2. Pourquoi imiter le réel ?
Le parti pris d'imiter le réel peut marquer, de la part du romancier, l'intention d'agir sur ce réel, notamment dans le roman engagé. Ainsi, lorsqu'il peint dans La Condition humaine des personnages qui, à l'image des véritables révolutionnaires chinois, sont engagés dans l'action politique au début de la révolution chinoise, Malraux propose un modèle de héros.
L'imitation du réel peut aussi viser à créer l'illusion pour permettre l'identification et soulever l'intérêt : le lecteur de romans historiques, de romans policiers, de romans biographiques ou autobiographiques s'identifie aux personnages (par exemple au détective) et adhère à l'univers décrit parce qu'il le reconnaît comme réel.
Enfin, en imitant le réel, le romancier peut permettre au lecteur d'accéder à la connaissance du cœur humain. Pour Zola, « au bout [de la lecture d'un roman], il y a la connaissance de l'homme, [...] dans son action individuelle et sociale » [exemples du corpus].
Transition : Une part majeure du roman français repose sur des personnages réalistes, ancrés dans un milieu. Cependant, cette vision du personnage est réductrice et ferait du roman une simple reproduction de la réalité.
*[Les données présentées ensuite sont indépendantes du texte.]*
PR #834, opened 2019-02-20
Adds ability for posts to be anonymous

chloealee:
#### What's this PR do?
Adds ability for posts to be anonymous:
  - Adds `anonymous` column to the `actions` table.
  - Removes the `active` column from the `actions` table since we are no longer using this.
  - Updates `PostTransformer` to only return `northstar_id` and `location` if the post is not anonymous or if the post's owner is hitting the `GET /api/v3/posts` endpoint.
  - Updates model factory and adds test. 
  - Updates documentation. 

- Does this logic make sense? 
- Is there any other info we want to hide for anonymous posts? 

#### Relevant tickets
Adds backend functionality for [this](https://www.pivotaltracker.com/n/projects/2019429/stories/164088666) Pivotal Card.

#### How to deploy


app/Http/Transformers/PostTransformer.php
```diff
@@ -48,12 +47,18 @@ public function transform(Post $post)
...
             ],
             'status' => $post->status,
-            'location' => $post->location,
             'created_at' => $post->created_at->toIso8601String(),
             'updated_at' => $post->updated_at->toIso8601String(),
         ];
 
-        if (Gate::allows('viewAll', $post)) {
+        // If the post isn't anonymous or if this is the owner of the post, return PII information.
+        if ((! filter_var($post->actionModel->anonymous, FILTER_VALIDATE_BOOLEAN) && ! is_null($post->actionModel->anonymous)) || $post->northstar_id === token()->id()) {
```
DFurnes: Instead of using `FILTER_VALIDATE_BOOLEAN`, let's [specify a casting rule](https://laravel.com/docs/5.7/eloquent-mutators#attribute-casting) for this on the Eloquent model.

DFurnes: Instead of hard-coding the authorization logic here, let's use the standard policy:

```diff
- $post->northstar_id === token()->id()
+ Gate::allows('viewAll', $post)
```

app/Http/Transformers/PostTransformer.php
```diff
@@ -48,12 +47,18 @@ public function transform(Post $post)
...
+            $response['northstar_id'] = $post->northstar_id;
+            $response['location'] = $post->location;
```
DFurnes: We don't want to hide `location` for anonymous posts, just the user ID.

app/Http/Transformers/PostTransformer.php
```diff
@@ -48,12 +47,18 @@ public function transform(Post $post)
...
+        }
+
+        // If the post isn't anonymous and the user has credientials to viewAll, return the following detais.
+        if (! filter_var($post->actionModel->anonymous, FILTER_VALIDATE_BOOLEAN) && Gate::allows('viewAll', $post)) {
```
DFurnes: These can continue to just rely on `Gate::allows('viewAll', $post)`.

database/factories/ModelFactory.php
```diff
@@ -140,6 +140,7 @@
         'reportback' => 1,
         'civic_action' => 1,
         'scholarship_entry' => 1,
+        'anonymous' => 0,
```
DFurnes: Once we add casts for these, let's just set these as `true` or `false` here rather than integers.

docs/endpoints/posts.md
```diff
@@ -14,6 +14,8 @@ Only admins and post owners will have `tags`, `source`, `remote_addr` (which wil
 
 Anonymous requests will only return accepted posts. Logged-in users can see accepted posts & any of their own pending or rejected posts. Staff can see anything!
 
+If a post is anonymous, only `northstar_id` and `location` will be returned for the post owner.
```
DFurnes: Can we re-word this to "the `northstar_id` field will only be returned for the post owner"? The current wording makes me think if a post is anonymous, I'd only get the `northstar_id` and `location` fields in the response.

DFurnes:
Just to clarify the requirements here, the _only_ unique thing we care about hiding for anonymous posts is the User ID of the person who made the post. Everything else can stay as-is.

DFurnes:
Can we also double-check (and add a test ensuring) that you can't see anonymous posts if you filter by ID? (For example, `v3/posts/?filter[northstar_id]=…` shouldn't show that user's anonymous posts).

app/Http/Transformers/PostTransformer.php
chloealee: oh i love this!

chloealee: Oh you're right! I didn't use [`Gate::allows('viewAll', $post)`](https://github.com/DoSomething/rogue/blob/master/app/Http/Controllers/Traits/AuthorizesWithToken.php#L16-L19) here initially because I thought that if a machine (Phoenix) requested, it would still return the `northstar_id` but I forgot that this is using the user auth! Thanks for catching!

docs/endpoints/posts.md
chloealee: ah yes much clearer!

app/Http/Transformers/PostTransformer.php
chloealee: @DFurnes actually I think I need to change it back to `$post->northstar_id === token()->id()` because the `viewAll` gate allows staff to also see this information and we don't want that.

docs/endpoints/posts.md
```diff
@@ -14,6 +14,8 @@ Only admins and post owners will have `tags`, `source`, `remote_addr` (which wil
 
 Anonymous requests will only return accepted posts. Logged-in users can see accepted posts & any of their own pending or rejected posts. Staff can see anything!
 
+The `northstar_id` field will only be returned for the post owner.
```
DFurnes: This is only true if the action is anonymous, right? Can we reword this to:

> If the post's action is marked as "anonymous", the `northstar_id` field will only be returned for the owner.

tests/Http/ActionTest.php
```diff
@@ -28,6 +28,7 @@ public function testCreatingAnAction()
             'reportback' => 1,
             'civic_action' => 0,
             'scholarship_entry' => 1,
+            'anonymous' => 0,
```
DFurnes: Let's update these tests to send these as booleans as well.

tests/Http/PostTest.php
```diff
@@ -762,6 +762,43 @@ public function testPostsIndexAsNonAdminNonOwner()
...
+     * GET /api/v3/posts
+     * @return void
+     */
+    public function testPostsIndexWithAnonymousPosts()
+    {
+        // Create an accepted post.
+        $regularPost = factory(Post::class, 'accepted')->create();
+
+        // Create 1 post that is anonymous.
+        sleep(1);
```
DFurnes: Why is this `sleep(1)` needed here?

tests/Http/PostTest.php
```diff
@@ -762,6 +762,43 @@ public function testPostsIndexAsNonAdminNonOwner()
...
+        $anonymousPost = factory(Post::class, 'accepted')->create();
+        $anonymousPost->actionModel->anonymous = 1;
+        $anonymousPost->actionModel->save();
+
+        // Anonymously hit the endpoint and norhtstar_id should not be returned for the anonymous post (first post since it was most recently created).
```
DFurnes: `norhtstar_id` → `northstar_id`

tests/Http/PostTest.php
```diff
@@ -762,6 +762,43 @@ public function testPostsIndexAsNonAdminNonOwner()
...
+        $response = $this->getJson('api/v3/posts');
+        $response->assertStatus(200);
+        $this->assertArrayNotHasKey('northstar_id', $response->decodeResponseJson()['data'][0]);
+        $this->assertEquals($regularPost->northstar_id, $response->decodeResponseJson()['data'][1]['northstar_id']);
+
+        // Hit the endpoint with admin credientals and same results as above.
```
DFurnes: `credientals` → `credentials`

tests/Http/PostTest.php
```diff
@@ -762,6 +762,43 @@ public function testPostsIndexAsNonAdminNonOwner()
...
+        $response = $this->withAdminAccessToken()->getJson('api/v3/posts');
+        $response->assertStatus(200);
+        $this->assertArrayNotHasKey('northstar_id', $response->decodeResponseJson()['data'][0]);
```
DFurnes: Hmm, admins should be able to view Northstar IDs for these posts. Let's double-check the permission logic.

app/Http/Transformers/PostTransformer.php
```diff
@@ -48,11 +47,16 @@ public function transform(Post $post)
...
             ],
             'status' => $post->status,
-            'location' => $post->location,
             'created_at' => $post->created_at->toIso8601String(),
             'updated_at' => $post->updated_at->toIso8601String(),
+            'location' => $post->location,
         ];
 
+        // If the post isn't anonymous or if this is the owner of the post, return PII information.
+        if ((! $post->actionModel->anonymous && ! is_null($post->actionModel->anonymous)) || Gate::allows('viewAll', $post) {
```
DFurnes: I think this conditional can still be simplified a bit:

```php
if ((! $post->actionModel->anonymous || Gate::allows('viewAll', $post)) {
```

DFurnes: Can you double-check that we're not ending up with an [N+1 query problem](https://secure.phabricator.com/book/phabcontrib/article/n_plus_one/) by querying a property on the `actionModel` relationship here? I think we might want to set the post model to [eager-load](https://laravel.com/docs/5.7/eloquent-relationships#eager-loading) the action relationship [here](https://github.com/DoSomething/rogue/blob/d12bb7f7e9ea622f5672342d53859dbe74b63d80/app/Models/Post.php#L21-L25).

app/Http/Transformers/PostTransformer.php
DFurnes: It's okay for staff to be able to see this!

chloealee: oh okay! I'll update the tests for that then :)

docs/endpoints/posts.md
chloealee: ah shoot yes, I was going too fast yesterday! Updated :)

tests/Http/PostTest.php
chloealee: @DFurnes if `sleep(1)` isn't used, both the `$regularPost` and `$anonymousPost` are created at the same time bc the test goes so fast! I want to deliberately make sure the `$anonymousPost` is created after the `$regularPost` to make sure that when we hit the index, the `$anonymousPost` is the first in the array since it returns records in descending order.

tests/Http/PostTest.php
chloealee: oops!

tests/Http/PostTest.php
chloealee: updated this test to instead check that another logged in user cannot see `northstar_id` and adding another line to assure that admins can still see this!

app/Http/Transformers/PostTransformer.php
chloealee: @DFurnes the reason I put `! is_null($post->actionModel->anonymous)` is because I'm not sure if after we run this, existing records will have `NULL` for the `anonymous` column.  If they are `NULL`, I think we'd want to check this?

DFurnes: That should be okay, because we want the default `null` to work the same way as if `anonymous` was set to false. In both cases (`! false` and `! null`) this evaluates to `true`.

tests/Http/PostTest.php
DFurnes: It _should_ still fall back to ID for ordering if two posts have the same `created_at`, I think. If ou remove this, do the tests become flaky?

We want to avoid using `sleep()` in our test suite whenever possible, since if we over-use it it'd significantly slow things down. (We have 137 tests that run in ~20 seconds now... imagine if each of those had a `sleep(1)` in them! 😨)

app/Http/Transformers/PostTransformer.php
chloealee: ah super smart, it was having the N+1 query problem! Added this!

tests/Http/PostTest.php
chloealee: @DFurnes yeah I've tried to remove this and then the tests fail :-/

app/Http/Transformers/PostTransformer.php
chloealee: oh true! Updated :)

tests/Http/PostTest.php
DFurnes: Okay, bummer! We can use the `mockTime` method in that case ([example](https://github.com/DoSomething/rogue/blob/1cf8256dcc6426e8b8f8ee4205e6d3dd740a0584/tests/Unit/Models/ReactionModelTest.php#L20-L28)).

chloealee: oh right I forgot about that! Updated! :)

tests/Http/PostTest.php
```diff
@@ -762,6 +762,70 @@ public function testPostsIndexAsNonAdminNonOwner()
...
+        $this->assertArrayNotHasKey('northstar_id', $response->decodeResponseJson()['data']);
+
+        // Hit the endpoint as the owner of the post and you should be able to see northstar_id for anonymous post.
+        $response = $this->withAccessToken($anonymousPost->northstar_id)->getJson('api/v3/posts');
+        $response->assertStatus(200);
+        $this->assertEquals($anonymousPost->northstar_id, $response->decodeResponseJson()['data'][0]['northstar_id']);
+        $this->assertEquals($regularPost->northstar_id, $response->decodeResponseJson()['data'][1]['northstar_id']);
+
+        // Hit the endpoint with filter[northstar_id] and should have same results as above.
+        $response = $this->withAccessToken($anonymousPost->northstar_id)->getJson('api/v3/posts?filter[northstar_id]=' . $anonymousPost->northstar_id);
```
DFurnes: This one's a bit tricker – the `northstar_id` on the post is technically exposed by the fact that it showed up on a `?filter[northstar_id]=…` response (since anything returned by this query would _have_ to have that user ID). Ideally, we'll want to update the index route to specifically exclude "anonymous" posts if querying for a user that's not you.

chloealee: ah great catch! 

Updated the tests and I tried to add it to the `whereVisible` query scope but it is still being returned when it shouldn't be. Using clockwork, it looks like the query is correct yet I'm not sure why it is still returned. Am I missing something? 

screen shot 2019-02-21 at 3 34 37 pm

chloealee: Moved this to a separate query scope and got it to work! Ready for review!

chloealee: oh wait - this is omitting the entire thing from the index without this filter - need to update this! I'll let you know when it is ready for review :)

chloealee: ok NOW this is ready! :)

app/Http/Transformers/PostTransformer.php
```diff
@@ -53,6 +52,11 @@ public function transform(Post $post)
             'updated_at' => $post->updated_at->toIso8601String(),
         ];
 
+        // If the post isn't anonymous or if this is the owner of the post, return PII information.
```
DFurnes: Sorry, can we re-word this? I think saying "PII" here is a little misleading (since we already lock down most personally-identifiable information here and in Northstar based on the user's privileges).

> If this post is for an anonymous action (and viewer is not owner/staff), hide the user ID.

chloealee: yes great call!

II. Dépasser l'imitation du réel
Or, le plus réaliste des romanciers, quand il crée des personnages, dépasse la simple imitation du réel.
1. S'évader du réel
Le roman est aussi évasion dans un monde fabuleux, dans des univers improbables (science-fiction, récits merveilleux, heroic fantasy à l'anglo-saxonne). Les héros sont parfois dotés de pouvoir magiques et d'ascendances divines ou monstrueuses (Tolkien).
Dans les romans de chevalerie (Lancelot, Tristan et Iseult), les romans précieux (L'Astrée), les romans sensibles du XVIIIe siècle (La Nouvelle Héloïse), les héros, idéalisés, sont propres à satisfaire les attentes, les fantasmes de perfection de publics divers qui peuvent s'identifier aux personnages, retrouver une image valorisante et valorisée d'eux-mêmes.
À l'inverse, certains héros se démarquent de l'humanité commune, par leur côté burlesque : ce sont les personnages de Rabelais, de Cervantès ou encore ceux des romans réalistes et burlesques du baroque.